Philadelphia Is the Latest City to Team Up with Funders on Digital Equity in Schools

Colleen Michaels/shutterstock

Colleen Michaels/shutterstock

Philadelphia has become the latest major city to announce its schools will open virtually and that it has formed a public-private partnership to provide low-income K-12 student households with free internet access and devices. 

The two-year, $17.1 million partnership, named PHLConnectED, will cover up to 35,000 low-income households and serve students from traditional public schools, charter schools and private schools. The effort will also provide digital skills training and tech support for families. PHLConnectedED follows on the heels of news announced by the School District of Philadelphia, the eighth-largest in the nation with more than 132,000 students, that it would reverse course and open the new academic year with remote learning. Last month, officials said it would adopt a hybrid model. Its school year starts September 2.

Philanthropy Mobilizes Around Remote Learning

Philadelphia joins the list of large school districts pivoting as 17 out of the 20 largest school districts in the nation have announced decisions to reopen through all-remote learning.
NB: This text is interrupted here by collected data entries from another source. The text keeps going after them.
PR #1039, opened 2016-05-04
Introduce integer ecma-value representation to reduce the double allocations

zherczeg:
The patch is an initial patch to store 28 bit integer values in ecma_values. This is a first patch in a series of patches which exploits these integer numbers to accelerate math performance, since most numbers are small integer numbers in JavaScript. The memory saving is resulted by not allocating doubles for these integer numbers. The follow-up patches will likely not affect memory.

RPi2 results
```

                      Benchmark |          RSS(+ is better) |                   Perf(+ is better)
                     3d-cube.js |   84k ->   68k : +19.048% |   2.176s ->   2.096s :  +3.676%  (+-0.720%) : [+]
         access-binary-trees.js |   72k ->   72k :  +0.000% |   1.200s ->   1.144s :  +4.667%  (+-0.940%) : [+]
             access-fannkuch.js |   32k ->   32k :  +0.000% |   6.366s ->   6.084s :  +4.430%  (+-0.515%) : [+]
                access-nbody.js |   36k ->   36k :  +0.000% |   2.414s ->   2.452s :  -1.574%  (+-1.491%) : [-]
    bitops-3bit-bits-in-byte.js |   24k ->   24k :  +0.000% |   1.378s ->   1.336s :  +3.048%  (+-1.462%) : [+]
         bitops-bits-in-byte.js |   24k ->   24k :  +0.000% |   2.058s ->   1.894s :  +7.969%  (+-0.685%) : [+]
          bitops-bitwise-and.js |   24k ->   24k :  +0.000% |   2.798s ->   2.882s :  -3.002%  (+-1.157%) : [-]
          bitops-nsieve-bits.js |  164k ->  164k :  +0.000% |   3.956s ->   4.042s :  -2.174%  (+-0.743%) : [-]
       controlflow-recursive.js |  124k ->  112k :  +9.677% |   0.808s ->   0.740s :  +8.416%  (+-1.044%) : [+]
                  crypto-aes.js |  104k ->   96k :  +7.692% |   2.898s ->   2.690s :  +7.177%  (+-0.583%) : [+]
                  crypto-md5.js |  168k ->  168k :  +0.000% |   1.194s ->   1.202s :  -0.670%  (+-1.224%) : [≈]
                 crypto-sha1.js |  116k ->  116k :  +0.000% |   1.130s ->   1.144s :  -1.239%  (+-0.998%) : [-]
           date-format-tofte.js |   56k ->   56k :  +0.000% |   1.730s ->   1.648s :  +4.740%  (+-0.962%) : [+]
           date-format-xparb.js |   52k ->   52k :  +0.000% |   0.742s ->   0.690s :  +7.008%  (+-1.154%) : [+]
                 math-cordic.js |   28k ->   24k : +14.286% |   2.456s ->   2.486s :  -1.221%  (+-1.071%) : [-]
           math-partial-sums.js |   24k ->   24k :  +0.000% |   1.346s ->   1.410s :  -4.755%  (+-0.878%) : [-]
          math-spectral-norm.js |   32k ->   32k :  +0.000% |   1.190s ->   1.188s :  +0.168%  (+-0.774%) : [≈]
               string-base64.js |  156k ->  148k :  +5.128% |   5.290s ->   5.178s :  +2.117%  (+-1.191%) : [+]
                string-fasta.js |   40k ->   40k :  +0.000% |   2.702s ->   2.688s :  +0.518%  (+-1.502%) : [≈]
                Geometric mean: |     RSS reduction: 3.108% |                   Speed up: 2.146% (+-0.244%) : [+]

Binaries
master: 173,568
branch: 173,480
```

### DIFF
--- a/jerry-core/ecma/base/ecma-globals.h
+++ b/jerry-core/ecma/base/ecma-globals.h
@@ -55,8 +55,8 @@
  */
 typedef enum
 {
-  ECMA_TYPE_SIMPLE, /**< simple value */
-  ECMA_TYPE_NUMBER, /**< 64-bit integer */
+  ECMA_TYPE_DIRECT, /**< directly encoded value, a 28 bit signed integer or a simple value */
+  ECMA_TYPE_FLOAT, /**< pointer to a 64 or 32 bit floating point number */
   ECMA_TYPE_STRING, /**< pointer to description of a string */
   ECMA_TYPE_OBJECT, /**< pointer to description of an object */
   ECMA_TYPE___MAX = ECMA_TYPE_OBJECT /** highest value for ecma types */
@@ -68,10 +68,10 @@ typedef enum
 typedef enum
 {
   /**
-   * Empty value is implementation defined value, used for:
-   *   - representing empty value in completion values (see also: ECMA-262 v5, 8.9 Completion specification type);
-   *   - values of uninitialized immutable bindings;
-   *   - values of empty register variables.
+   * Empty value is implementation defined value, used for representing:
+   *   - empty (uninitialized) values
+   *   - immutable binding values
+   *   - special register or stack values for vm
    */
   ECMA_SIMPLE_VALUE_EMPTY,
   ECMA_SIMPLE_VALUE_UNDEFINED, /**< undefined value */
@@ -89,6 +89,11 @@ typedef enum
  * Bit-field structure: type (2) | error (1) | value (29)
  */
 typedef uint32_t ecma_value_t;
+
+/**
+ * Type for directly encoded integer numbers in JerryScript.
+ */
+typedef int32_t ecma_integer_value_t;
 
 #if UINTPTR_MAX <= UINT32_MAX
 
@@ -113,6 +118,50 @@ typedef uint32_t ecma_value_t;
  * Shift for value part in ecma_type_t
  */
 #define ECMA_VALUE_SHIFT 3
+
+/**
+ * Mask for directly encoded values
+ */
+#define ECMA_DIRECT_TYPE_MASK ((1u << ECMA_VALUE_SHIFT) | ECMA_VALUE_TYPE_MASK)
+
+/**
+ * Ecma integer value type
+ */
+#define ECMA_DIRECT_TYPE_INTEGER_VALUE ((0u << ECMA_VALUE_SHIFT) | ECMA_TYPE_DIRECT)
+
+/**
+ * Ecma simple value type
+ */
+#define ECMA_DIRECT_TYPE_SIMPLE_VALUE ((1u << ECMA_VALUE_SHIFT) | ECMA_TYPE_DIRECT)
+
+/**
+ * Shift for directly encoded values in ecma_value_t
+ */
+#define ECMA_DIRECT_SHIFT 4
+
+/**
+ * Maximum integer number for an ecma value
+ */
+#if CONFIG_ECMA_NUMBER_TYPE == CONFIG_ECMA_NUMBER_FLOAT32
+#define ECMA_INTEGER_NUMBER_MAX 0x7fffff
+#else /* CONFIG_ECMA_NUMBER_TYPE != CONFIG_ECMA_NUMBER_FLOAT32 */
+#define ECMA_INTEGER_NUMBER_MAX 0x7ffffff
+#endif /* CONFIG_ECMA_NUMBER_TYPE == CONFIG_ECMA_NUMBER_FLOAT32 */
+
+/**
+ * Minimum integer number for an ecma value
+ */
+#if CONFIG_ECMA_NUMBER_TYPE == CONFIG_ECMA_NUMBER_FLOAT32
+#define ECMA_INTEGER_NUMBER_MIN -0x7fffff
+#else /* CONFIG_ECMA_NUMBER_TYPE != CONFIG_ECMA_NUMBER_FLOAT32 */
+#define ECMA_INTEGER_NUMBER_MIN -0x8000000
+#endif /* CONFIG_ECMA_NUMBER_TYPE == CONFIG_ECMA_NUMBER_FLOAT32 */
+
+/**
+ * Checks whether the integer number is in the integer number range.
+ */
+#define ECMA_IS_INTEGER_NUMBER(num) \
+  (ECMA_INTEGER_NUMBER_MIN <= (num) && (num) <= ECMA_INTEGER_NUMBER_MAX)
 
 /**
  * Internal properties' identifiers.
--- a/jerry-core/ecma/base/ecma-helpers-value.c
+++ b/jerry-core/ecma/base/ecma-helpers-value.c
@@ -207,6 +207,30 @@ ecma_is_value_array_hole (ecma_value_t value) /**< ecma value */
 } /* ecma_is_value_array_hole */
 
 /**
+ * Check if the value is integer ecma-number.
+ *
+ * @return true - if the value contains an integer ecma-number value,
+ *         false - otherwise.
+ */
+inline bool __attr_pure___ __attr_always_inline___
+ecma_is_value_integer_number (ecma_value_t value) /**< ecma value */
+{
+  return (value & ECMA_DIRECT_TYPE_MASK) == ECMA_DIRECT_TYPE_INTEGER_VALUE;
+} /* ecma_is_value_integer_number */
+
+/**
+ * Check if the value is floating-point ecma-number.
+ *
+ * @return true - if the value contains a floating-point ecma-number value,
+ *         false - otherwise.
+ */
+inline bool __attr_pure___ __attr_always_inline___
+ecma_is_value_float_number (ecma_value_t value) /**< ecma value */
+{
+  return (ecma_get_value_type_field (value) == ECMA_TYPE_FLOAT);
+} /* ecma_is_value_float_number */
+
+/**
  * Check if the value is ecma-number.
  *
  * @return true - if the value contains ecma-number value,
@@ -215,7 +239,8 @@ ecma_is_value_array_hole (ecma_value_t value) /**< ecma value */
 inline bool __attr_pure___ __attr_always_inline___
 ecma_is_value_number (ecma_value_t value) /**< ecma value */
 {
-  return (ecma_get_value_type_field (value) == ECMA_TYPE_NUMBER);
+  return (ecma_is_value_integer_number (value)
+          || ecma_is_value_float_number (value));
 } /* ecma_is_value_number */
 
 /**
@@ -275,19 +300,133 @@ ecma_check_value_type_is_spec_defined (ecma_value_t value) /**< ecma value */
 inline ecma_value_t __attr_const___ __attr_always_inline___
 ecma_make_simple_value (const ecma_simple_value_t simple_value) /**< simple value */
 {
-  return (((ecma_value_t) (simple_value)) << ECMA_VALUE_SHIFT) | ECMA_TYPE_SIMPLE;
+  return (((ecma_value_t) (simple_value)) << ECMA_DIRECT_SHIFT) | ECMA_DIRECT_TYPE_SIMPLE_VALUE;
 } /* ecma_make_simple_value */
 
 /**
- * Number value constructor
+ * Encode an integer number into an ecma-value without allocating memory
+ *
+ * Note:
+ *   The value must fit into the range of allowed ecma integer values
+ *
+ * @return ecma-value
  */
-ecma_value_t __attr_const___
-ecma_make_number_value (const ecma_number_t *ecma_num_p) /**< number to reference in value */
+inline ecma_value_t __attr_const___ __attr_always_inline___
+ecma_make_integer_value (ecma_integer_value_t integer_value) /**< integer number to be encoded */
 {
-  JERRY_ASSERT (ecma_num_p != NULL);
+  JERRY_ASSERT (ECMA_IS_INTEGER_NUMBER (integer_value));
 
-  return ecma_pointer_to_ecma_value (ecma_num_p) | ECMA_TYPE_NUMBER;
+  return ((ecma_value_t) (integer_value << ECMA_DIRECT_SHIFT)) | ECMA_DIRECT_TYPE_INTEGER_VALUE;
+} /* ecma_make_integer_value */
+
+/**
+ * Allocate and initialize a new float number without checks.
+ *
+ * @return ecma-value
+ */
+static ecma_value_t __attr_const___
+ecma_create_float_number (ecma_number_t ecma_number) /**< value of the float number */
+{
+  ecma_number_t *ecma_num_p = ecma_alloc_number ();
+
+  *ecma_num_p = ecma_number;
+
+  return ecma_pointer_to_ecma_value (ecma_num_p) | ECMA_TYPE_FLOAT;
+} /* ecma_create_float_number */
+
+/**
+ * Create a new NaN value.
+ *
+ * @return ecma-value
+ */
+inline ecma_value_t __attr_always_inline___
+ecma_make_nan_value (void)
+{
+  return ecma_create_float_number (ecma_number_make_nan ());
+} /* ecma_make_nan_value */
+
+/**
+ * Checks whether the passed number is +0.0
+ *
+ * @return true, if it is +0.0, false otherwise
+ */
+static inline bool __attr_const___ __attr_always_inline___
+ecma_is_number_equal_to_positive_zero (ecma_number_t ecma_number) /**< number */
+{
+#if CONFIG_ECMA_NUMBER_TYPE == CONFIG_ECMA_NUMBER_FLOAT32
+  union
+  {
+    uint32_t u32_value;
+    ecma_number_t float_value;
+  } u;
+
+  u.float_value = ecma_number;
+
+  return u.u32_value == 0;
+#else /* CONFIG_ECMA_NUMBER_TYPE != CONFIG_ECMA_NUMBER_FLOAT32 */
+  union
+  {
+    uint64_t u64_value;
+    ecma_number_t float_value;
+  } u;
+
+  u.float_value = ecma_number;
+
+  return u.u64_value == 0;
+#endif /* CONFIG_ECMA_NUMBER_TYPE == CONFIG_ECMA_NUMBER_FLOAT32 */
+} /* ecma_is_number_equal_to_positive_zero */
+
+/**
+ * Encode a number into an ecma-value
+ *
+ * @return ecma-value
+ */
+ecma_value_t
+ecma_make_number_value (ecma_number_t ecma_number) /**< number to be encoded */
+{
+  ecma_integer_value_t integer_value = (ecma_integer_value_t) ecma_number;
+
+  if ((ecma_number_t) integer_value == ecma_number
+      && ((integer_value == 0) ? ecma_is_number_equal_to_positive_zero (ecma_number)
+                               : ECMA_IS_INTEGER_NUMBER (integer_value)))
+  {
+    return ecma_make_integer_value (integer_value);
+  }
+
+  return ecma_create_float_number (ecma_number);
 } /* ecma_make_number_value */
+
+/**
+ * Encode an int32 number into an ecma-value
+ *
+ * @return ecma-value
+ */
+ecma_value_t
+ecma_make_int32_value (int32_t int32_number) /**< int32 number to be encoded */
+{
+  if (ECMA_IS_INTEGER_NUMBER (int32_number))
+  {
+    return ecma_make_integer_value ((ecma_integer_value_t) int32_number);
+  }
+
+  return ecma_create_float_number ((ecma_number_t) int32_number);
+} /* ecma_make_int32_value */
+
+/**
+ * Encode an unsigned int32 number into an ecma-value
+ *
+ * @return ecma-value
+ */
+ecma_value_t
+ecma_make_uint32_value (uint32_t uint32_number) /**< uint32 number to be encoded */
+{
+  if (uint32_number <= ECMA_INTEGER_NUMBER_MAX)
+  {
+    return ecma_make_integer_value ((ecma_integer_value_t) uint32_number);
+  }
+
+  return ecma_create_float_number ((ecma_number_t) uint32_number);
+} /* ecma_make_uint32_value */
 
 /**
  * String value constructor
@@ -333,24 +472,48 @@ ecma_make_error_obj_value (const ecma_object_t *object_p) /**< object to referen
 } /* ecma_make_error_obj_value */
 
 /**
- * Get pointer to ecma-number from ecma value
+ * Get floating point value from an ecma value
  *
- * @return the pointer
+ * @return floating point value
  */
-ecma_number_t *__attr_pure___
+ecma_number_t __attr_pure___
 ecma_get_number_from_value (ecma_value_t value) /**< ecma value */
 {
-  JERRY_ASSERT (ecma_get_value_type_field (value) == ECMA_TYPE_NUMBER);
+  if (ecma_is_value_integer_number (value))
+  {
+    return (ecma_number_t) (((ecma_integer_value_t) value) >> ECMA_DIRECT_SHIFT);
+  }
 
-  return (ecma_number_t *) ecma_get_pointer_from_ecma_value (value);
+  JERRY_ASSERT (ecma_get_value_type_field (value) == ECMA_TYPE_FLOAT);
+
+  return *(ecma_number_t *) ecma_get_pointer_from_ecma_value (value);
 } /* ecma_get_number_from_value */
+
+/**
+ * Get uint32 value from an ecma value
+ *
+ * @return floating point value
+ */
+uint32_t __attr_pure___
+ecma_get_uint32_from_value (ecma_value_t value) /**< ecma value */
+{
+  if (ecma_is_value_integer_number (value))
+  {
+    /* Works with negative numbers as well. */
+    return (uint32_t) (((ecma_integer_value_t) value) >> ECMA_DIRECT_SHIFT);
+  }
+
+  JERRY_ASSERT (ecma_get_value_type_field (value) == ECMA_TYPE_FLOAT);
+
+  return ecma_number_to_uint32 (*(ecma_number_t *) ecma_get_pointer_from_ecma_value (value));
+} /* ecma_get_uint32_from_value */
 
 /**
  * Get pointer to ecma-string from ecma value
  *
  * @return the pointer
  */
-ecma_string_t *__attr_pure___
+inline ecma_string_t *__attr_pure___ __attr_always_inline___
 ecma_get_string_from_value (ecma_value_t value) /**< ecma value */
 {
   JERRY_ASSERT (ecma_get_value_type_field (value) == ECMA_TYPE_STRING);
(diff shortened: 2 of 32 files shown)


zherczeg:
The binary size is decreased because a lot of ecma_alloc_number () calls are eliminated.

jerry-core/ecma/base/ecma-helpers-value.c
```diff
@@ -275,21 +300,146 @@ ecma_check_value_type_is_spec_defined (ecma_value_t value) /**< ecma value */
...
+    uint64_t u64_value;
+    ecma_number_t float_value;
+  } u;
 
-  return ecma_pointer_to_ecma_value (ecma_num_p) | ECMA_TYPE_NUMBER;
+  u.float_value = ecma_num;
+
+  return u.u64_value == 0;
+#endif
+}
```
LaszloLango: Missing comment:
https://travis-ci.org/Samsung/jerryscript/jobs/128006828
./jerry-core/ecma/base/ecma-helpers-value.c:376: error: missing comment at the end of function: /* ecma_is_number_equals_to_positive_zero */

jerry-core/ecma/base/ecma-helpers-value.c
```diff
@@ -275,21 +300,146 @@ ecma_check_value_type_is_spec_defined (ecma_value_t value) /**< ecma value */
...
+inline ecma_value_t __attr_always_inline___
+ecma_make_float_number_value (ecma_number_t ecma_num) /**< value of the float number */
+{
+  JERRY_ASSERT (((ecma_number_t) (ecma_value_integer_t) ecma_num) != ecma_num);
+
+  return ecma_create_float_number (ecma_num);
+} /* ecma_make_float_number_value */
+
+static inline bool __attr_const___ __attr_always_inline___
+ecma_is_number_equals_to_positive_zero (ecma_number_t ecma_num) /**< number */
```
LaszloLango: Missing comment for this function

jerry-core/ecma/base/ecma-globals.h
```diff
@@ -90,6 +90,13 @@ typedef enum
  */
 typedef uint32_t ecma_value_t;
 
+/**
+ * Type for small integer numbers in JerryScript.
+ *
+ * The size of ecma_value_integer_t and ecma_value_t must be the same.
```
LaszloLango: I think we can check this with a static assert

LaszloLango: I just saw you did it. Please move this comment there.

jerry-core/ecma/base/ecma-helpers-value.c
```diff
@@ -275,21 +300,146 @@ ecma_check_value_type_is_spec_defined (ecma_value_t value) /**< ecma value */
...
+  union
+  {
+    uint32_t u32_value;
+    ecma_number_t float_value;
+  } u;
+
+  u.float_value = ecma_num;
+
+  return u.u32_value == 0;
+#else
```
LaszloLango: missing comment
/* CONFIG_ECMA_NUMBER_TYPE == CONFIG_ECMA_NUMBER_FLOAT64 */

jerry-core/ecma/base/ecma-helpers-value.c
```diff
@@ -275,21 +300,146 @@ ecma_check_value_type_is_spec_defined (ecma_value_t value) /**< ecma value */
...
+  {
+    uint64_t u64_value;
+    ecma_number_t float_value;
+  } u;
 
-  return ecma_pointer_to_ecma_value (ecma_num_p) | ECMA_TYPE_NUMBER;
+  u.float_value = ecma_num;
+
+  return u.u64_value == 0;
+#endif
```
LaszloLango: `#endif /* CONFIG_ECMA_NUMBER_TYPE == CONFIG_ECMA_NUMBER_FLOAT32 */`

jerry-core/ecma/base/ecma-helpers-value.c
```diff
@@ -275,21 +300,146 @@ ecma_check_value_type_is_spec_defined (ecma_value_t value) /**< ecma value */
...
 
 /**
+ * Encode an int32 number into an ecma-value
+ *
+ * @return ecma-value
+ */
+ecma_value_t
+ecma_make_int32_value (int32_t ecma_num) /**< int32 number to be encoded */
+{
+  if (ecma_num <= ECMA_INTEGER_NUMBER_MAX
```
LaszloLango: Could you write like this:
```C++
if (ECMA_INTEGER_NUMBER_MIN <= ecma_num
    && ecma_num <= ECMA_INTEGER_NUMBER_MAX
```
It's better to read because it's more alike `min <= X <= max`

jerry-core/ecma/base/ecma-helpers-value.c
```diff
@@ -442,22 +613,173 @@ ecma_copy_value_if_not_object (ecma_value_t value) /**< value description */
...
+} /* ecma_value_assign_value */
+
+/**
+ * Assign a float number to an ecma-value
+ *
+ * Note:
+ *      value previously stored in the property is freed
+ */
+static void
+ecma_value_assign_float_number (ecma_value_t *value_p, /**< ecma value */
```
LaszloLango: why pointer for value?

LaszloLango: Mark as in&out parameter: /**< [in, out] ecma value */

jerry-core/ecma/base/ecma-helpers-value.c
```diff
@@ -442,22 +613,173 @@ ecma_copy_value_if_not_object (ecma_value_t value) /**< value description */
...
+} /* ecma_value_assign_float_number */
+
+/**
+ * Assign a number to an ecma-value
+ *
+ * Note:
+ *      value previously stored in the property is freed
+ */
+void
+ecma_value_assign_number (ecma_value_t *value_p, /**< ecma value */
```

It is also the fourth major city to unveil a public-private partnership that has raised millions to bridge the digital divide for low-income students over multiple years, following a $50-million venture between the City of Chicago and local funders revealed last month and a $10 million gift from Twitter co-founder Evan Williams and his wife, Sara, to provide devices, internet access and tech support to students in the San Francisco Unified School District. Inside Philanthropy also reported previously that businesses and funders in Detroit donated $23 million to provide 51,000 public school students with devices and connectivity before the end of the school year.
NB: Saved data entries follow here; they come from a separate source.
Issue #668, opened 2015-10-14
does get operation really need non constant object?


idkiller:
jerry_api_get_object_native_handle
jerry_api_get_array_index_value
jerry_api_get_object_field_value
jerry_api_get_object_field_value_sz

these functions are get operation but functions need non constant object pointer.
I think constant pointer is better if it can.

for example:

```cpp
  auto cb = [] (const jerry_api_object_t *function_obj_p,
                const jerry_api_value_t *this_p,
                jerry_api_value_t *ret_val_p,
                const jerry_api_value_t args_p[],
                const jerry_api_length_t args_count) -> bool 
  {                                                                             
    uintptr_t p;
    bool err = !jerry_api_get_object_native_handle(const_cast<jerry_api_object_t*>(function_obj_p), &p);
    // use p
  };
  jerry_api_object_t *jfunc = jerry_api_create_external_function(cb);
```
In many case, user need native handle when call there external function,
but object pointer from external function pointer is constant pointer. so user must casting it to non constant object.

What do you think about it?

PR #1047, opened 2016-05-10
Use const object parameters in getter API functions

LaszloLango:
Related issue: #668

### DIFF
--- a/jerry-core/ecma/operations/ecma-function-object.c
+++ b/jerry-core/ecma/operations/ecma-function-object.c
@@ -373,7 +373,7 @@ ecma_op_function_try_lazy_instantiate_property (ecma_object_t *obj_p, /**< the f
  *         NULL (i.e. ecma-undefined) - otherwise.
  */
 ecma_property_t *
-ecma_op_function_object_get_own_property (ecma_object_t *obj_p, /**< the function object */
+ecma_op_function_object_get_own_property (const ecma_object_t *obj_p, /**< the function object */
                                           ecma_string_t *property_name_p) /**< property name */
 {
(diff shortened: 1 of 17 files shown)


jerry-core/ecma/operations/ecma-function-object.c
```diff
@@ -392,7 +392,7 @@ ecma_op_function_object_get_own_property (ecma_object_t *obj_p, /**< the functio
   }
   else if (!ecma_get_object_is_builtin (obj_p))
   {
-    prop_p = ecma_op_function_try_lazy_instantiate_property (obj_p, property_name_p);
+    prop_p = ecma_op_function_try_lazy_instantiate_property ((ecma_object_t *) obj_p, property_name_p);
```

Most of the funding for PHLConnectED, $11 million, comes from philanthropy. The Comcast NBCUniversal Foundation contributed $7 million, and the Lenfest Foundation, the Neubauer Family Foundation, the Philadelphia School Partnership, and the William Penn Foundation donated $1 million apiece. The City of Philadelphia is giving $2 million from CARES Act funding. The remainder of the cost will be divided among the school district, charter schools, private schools and other sources. Comcast is one of two internet service providers participating in the Chicago venture.
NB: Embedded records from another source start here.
PR #1050, opened 2016-05-11
Update API reference

LaszloLango:
* Fixed code style issues
 * Updated the documentation of 'jerry_parse' and 'jerry_run'
 * Fixed broken anchor formats
 * Fixed 'jerry_api_value_t' usage
 * Updated fuction parameters

### DIFF
--- a/docs/API-REFERENCE.md
+++ b/docs/API-REFERENCE.md
@@ -7,7 +7,7 @@ The simplest way to run JavaScript.
 
 ```c
 jerry_completion_code_t
-jerry_run_simple (const char * script_source,
+jerry_run_simple (const jerry_api_char_t *script_source,
                   size_t script_source_size,
                   jerry_flag_t flags);
 ```
@@ -20,18 +20,18 @@ jerry_run_simple (const char * script_source,
 
 ```c
 {
-  const char * script = "print ('Hello, World!');";
+  const jerry_api_char_t *script = "print ('Hello, World!');";
 
-  jerry_run_simple (script, strlen (script), JERRY_FLAG_EMPTY);
+  jerry_run_simple (script, strlen ((const char *) script), JERRY_FLAG_EMPTY);
 }
 ```
 
 **See also**
 
-- [jerry_init](#jerryinit)
-- [jerry_cleanup](#jerrycleanup)
-- [jerry_parse](#jerryparse)
-- [jerry_run](#jerryrun)
+- [jerry_init](#jerry_init)
+- [jerry_cleanup](#jerry_cleanup)
+- [jerry_parse](#jerry_parse)
+- [jerry_run](#jerry_run)
 
 # jerry_init
 
@@ -48,10 +48,11 @@ jerry_init (jerry_flag_t flags);
 
 `flags` - combination of various engine configuration flags:
 
-- `JERRY_FLAG_MEM_STATS` - dump memory statistics;
-- `JERRY_FLAG_ENABLE_LOG` - enable logging;
+- `JERRY_FLAG_EMPTY` - no flags, just initialize in default configuration;
 - `JERRY_FLAG_SHOW_OPCODES` - print compiled byte-code;
-- `JERRY_FLAG_EMPTY` - no flags, just initialize in default configuration.
+- `JERRY_FLAG_MEM_STATS` - dump memory statistics;
+- `JERRY_FLAG_MEM_STATS_SEPARATE` - dump memory statistics and reset peak values after parse;
+- `JERRY_FLAG_ENABLE_LOG` - enable logging;
 
 **Example**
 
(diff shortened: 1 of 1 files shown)


docs/API-REFERENCE.md
```diff
@@ -182,28 +217,25 @@ typedef struct jerry_api_value_t
 
   union
   {
-    bool v_bool;
+    bool.u.v_bool;
```
galpeter: Is this really correct?

docs/API-REFERENCE.md
```diff
@@ -1040,38 +1084,38 @@ Create an external function object.
...
+         const jerry_api_value_t *this_p,
+         jerry_api_value_t *ret_val_p,
          const jerry_api_value_t args_p[],
          const uint16_t args_cnt)
 {
   printf ("native handler called!\n");
 
   ret_val_p->type = JERRY_API_DATA_TYPE_BOOLEAN;
-  ret_val_p->v_bool = true;
+  ret_val_p-.u.v_bool = true;
```
galpeter: Shouldn't this be: `ret_val_p->u.v_bool = ...`?

docs/API-REFERENCE.md
```diff
@@ -1271,31 +1315,31 @@ jerry_api_create_error (jerry_api_error_t error_type,
...
          const uint16_t args_cnt)
 {
-  jerry_api_object_t * error_p = jerry_api_create_error (JERRY_API_ERROR_TYPE,
+  jerry_api_object_t *error_p = jerry_api_create_error (JERRY_API_ERROR_TYPE,
                                                          (jerry_api_char_t * ) "error");
 
   jerry_api_acquire_object (error_p);
   ret_val_p->type = JERRY_API_DATA_TYPE_OBJECT;
-  ret_val_p->v_object = error_p;
+  ret_val_p-.u.v_object = error_p;
```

The estimated figure of 35,000 students was based on census tract data, a survey of families the School District of Philadelphia conducted, and the customer lists of the largest internet service providers in the city.

Elliot Weinbaum, program director at the William Penn Foundation (read our coverage of the foundation’s work in early childhood education during the crisis), said PHLConnectED has been in the works since the end of the previous academic year. The program underlines a fast-growing reality: More and more schools are wary of reopening physically with the great deal of uncertainty that accompanies it.

“Schools want to plan for the most effective instruction they can deliver,” Weinbaum says. “And right now, the most certain option seems to be a virtual one.”

Trying to Close a Persistent Digital Divide

There are many inequalities within education, but none more urgent right now than the digital divide. The pandemic has accelerated progress in an area that has lagged for years with much more work still to be done. Schools are being forced to race against the clock to prepare their neediest students for continued online learning. 

Weinbaum is hopeful about the efficacy of public-private partnerships in getting students connected at last.

“One of the things that the crisis did in many spheres is highlight the tremendous inequities that exist, certainly in our educational system. Internet connectivity is one glaring example of this. It’s a place where philanthropy and government can work together and figure out how to address that inequity. I hope there will be other areas that we work together in similarly. Certainly under current conditions, and probably future ones, the internet is as essential to student learning as effective transportation and high-quality textbooks.”

As the pandemic rolls into a fifth month, the starkness of the digital divide grows ever greater. What was already a severe problem before the coronavirus outbreak is now a national emergency within education. Local governments and funders are collecting data and generating creative solutions together in the absence of coordinated federal assistance. 

Weinbaum is careful to point out that two years of free internet access is but a first step.

“Our efforts locally and Chicago’s efforts similarly will meet this need for the next couple of years. And together, we’re going to have to continue to work on figuring out a long-term solution to this issue. We're just at the start of it. But we need a permanent solution.”

If funders can rally around one area, it would be this one. Localities have done all the legwork of contacting families and looking at data. What they need is money and influence in the hopes of elevating the digital divide as a national priority.